Problem details:
Which lines run from the one containing "I'm fine with" to the end of the material below? Retype exactly those, both ends included, and nothing else.

Given data:
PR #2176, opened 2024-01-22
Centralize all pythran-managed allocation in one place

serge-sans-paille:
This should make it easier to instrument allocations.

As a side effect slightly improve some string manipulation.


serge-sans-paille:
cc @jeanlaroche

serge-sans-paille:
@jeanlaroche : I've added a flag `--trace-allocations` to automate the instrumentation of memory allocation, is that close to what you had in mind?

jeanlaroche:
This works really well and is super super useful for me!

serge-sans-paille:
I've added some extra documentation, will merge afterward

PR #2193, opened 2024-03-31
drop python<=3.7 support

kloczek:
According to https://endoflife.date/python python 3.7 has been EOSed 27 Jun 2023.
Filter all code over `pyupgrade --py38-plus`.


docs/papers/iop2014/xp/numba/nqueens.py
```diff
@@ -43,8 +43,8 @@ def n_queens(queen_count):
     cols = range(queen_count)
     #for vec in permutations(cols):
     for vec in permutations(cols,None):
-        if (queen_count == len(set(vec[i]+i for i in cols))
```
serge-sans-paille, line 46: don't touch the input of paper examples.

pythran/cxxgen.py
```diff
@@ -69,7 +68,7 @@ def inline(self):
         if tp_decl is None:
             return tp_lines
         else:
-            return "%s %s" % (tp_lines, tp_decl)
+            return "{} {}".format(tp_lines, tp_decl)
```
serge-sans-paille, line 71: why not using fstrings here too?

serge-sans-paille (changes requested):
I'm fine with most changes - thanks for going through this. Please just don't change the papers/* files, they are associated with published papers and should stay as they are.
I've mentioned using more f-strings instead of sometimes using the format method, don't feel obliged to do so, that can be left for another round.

The completed task:
I'm fine with most changes - thanks for going through this. Please just don't change the papers/* files, they are associated with published papers and should stay as they are.
I've mentioned using more f-strings instead of sometimes using the format method, don't feel obliged to do so, that can be left for another round.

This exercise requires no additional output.